A recent visit to Papua New Guinea has not identified any case along the Fly River, that country's largest river, despite significant environmental disturbance due to mining operations in the headwaters. It is clear that other factors must be responsible apart from simple disturbance, one of these must be formation of new water areas where the water is stagnant or only slow moving. A delay between one or three years occurs between the environmental changes and the first patients appearing. Severe flooding has occurred again in the last few days in the Bairnsdale District of Australia, exceeding the severity of the floods of 1935. It will be interesting to see if this disaster is again followed by increased numbers of patients with M. ulcerans infection.

Seasonal variation

A series of epidemiological studies show the existence of seasonal variation in the appearance of Buruli ulcer cases. It seems that the number of cases augments during dry periods or after inundations. [ 10 ] [ 11 ] These conditions are probably favorable for the development of M. ulcerans. because of the concentration of possible vectors in areas that are frequently visited by humans.

Reservoir(s) and mode(s) of transmission

The disease often occurs in close proximity to water bodies, but no specific activities that bring people into contact with water have been identified (i.e. fetching of water, fishing, washing, bathing, etc). The mode of transmission of Buruli ulcer is not entirely known. Recent evidence suggests that insects may be involved in the transmission of the infection. [ 12 ] These insects are aquatic bugs belonging to the genus Naucoris (family Naucoridae) and Diplonychus (family Belostomatidae). Trauma is probably the most frequent means by which M. ulcerans is introduced into the skin from surface contamination. [ 13 ] The initial trauma can be as slight as a hypodermic needle puncture or as severe as gunshot or exploding land mine wounds. [ 14 ] Other studies have suggested aerosol spread but these are not proven. [ 15 ] In Australia, animals such as koalas and possums are naturally infected. [ 16 ] [ 17 ] Epidemiological evidence has not clearly supported person-to-person transmission. However, Muelder & Nourou found that 10 out of 28 patients had relatives who had also had the disease, and cautioned against the dismissal of person-to-person transmission. [ 18 ] Given the number of patients who shed large numbers of bacilli from their wounds and live in very close contact with relatives, more cases should have been observed. The cases reported by Muelder & Nourou could perhaps have been exposed to a common source of infection.

After considering the various suspected agents, Portaels et al. proposed the hypothesis that human beings as well as domestic and wild animals could be contaminated or infected by biting insects such as water bugs. [ 19 ] Aquatic bugs are cosmopolite insects found throughout temperate and tropical regions especially rich in freshwater.
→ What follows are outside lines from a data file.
PR #568, opened 2020-05-14
include --noorder option to rpm install when accumulation is enabled …

koomie:
…in order

to preserve project Order declarations.

Signed-off-by: Karl W. Schulz <karl@oden.utexas.edu>

### DIFF
--- a/build-pkg-rpm
+++ b/build-pkg-rpm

They represent about 10% of all species of Hemiptera associated with water and belong to two series of the suborder Heteroptera. the Nepomorpha. which include four superfamilies whose members spend most of their time under water, and the Naucoridae. which include a single family, the Naucoridae, whose members are commonly termed creeping water bugs.

Whether found in temperate countries like France or tropical ones like Ivory Coast, aquatic bugs exhibit the same way of life, preying, according to their size, on mollusks, snails, young fish, and the adults and larvae of other insects that they capture with their raptorial front legs and bite with their rostrum. These insects can inflict painful bites on humans as well. In the Ivory Coast, where Buruli ulcer is endemic, the water bugs are present in swamps and rivers, where human activities such as farming, fishing, and bathing take place. Present findings [ 20 ] describing the experimental transmission of M. ulcerans from water bugs to mice are in good agreement with the possibility of this mode of transmission to humans by bites.

Also in strong support of this hypothesis was the localization of M. ulcerans within the salivary glands of Naucoridae. [ 20 ] Local physiological conditions of this niche appear to fit the survival and the replication needs of M. ulcerans but not those of other mycobacteria. Surprisingly, infiltration of the salivary glands of Naucoridae by M. ulcerans does not seem to be accompanied by any tissue damage similar to the ulcerative skin lesions developed by bitten individuals and mediated by the cytotoxic activity of the mycolactone [ 21 ] and other toxins produced by M. ulcerans. [ 22 ] The inactivation of the latter toxins could be the result of salivary enzymatic activities, which remain to be determined.

Mycobacterium ulcerans was first cultivated and characterized from the environment in 2008. [ 23 ]

Race, age and sex

Buruli ulcer commonly affects poor people in remote rural areas with limited access to health care. The disease can affect all age groups, although children under the age of 15 years (range 2–14 years) are predominantly affected. There are no sex differences in the distribution of cases among children. Among adults, some studies have reported higher rates among women than males (Debacker et al. accepted for publication). No racial or socio-economic group is exempt from the disease. Most ulcers occur on the extremities; lesions on the lower extremities are almost twice as common as those on the upper extremities. Ulcers on the head and trunk accounted for less than 8% of cases in one large series. [ 24 ]

Clinical manifestations

Lesions are usually single and begin as firm, painless, non-tender, movable, subcutaneous nodules 1 to 2 cm in diameter or as small papules. Many patients complain of itching in the lesion. In 1 or 2 months, the nodule may become fluctuant and ulcerates, with an undermined edge that often extends 15 cm or more. The skin adjacent to the lesion, and often that of the entire corresponding limb, may be indurated by edema. Ordinarily, no regional lymphadenopathy or systemic manifestations are noted. There is, however, speculation that massive disseminated lesions may cause systemic toxic effects. Ulcers may remain small and heal without treatment, or may spread rapidly, undermining the skin over large areas, even an entire leg, thigh, or arm. Important structures such as the eye, breast, or genitalia are sometimes severely damaged. Most lesions heal spontaneously but without appropriate therapy frequently leave extensive scarring, with deformity. Osteomyelitis may lead to amputation.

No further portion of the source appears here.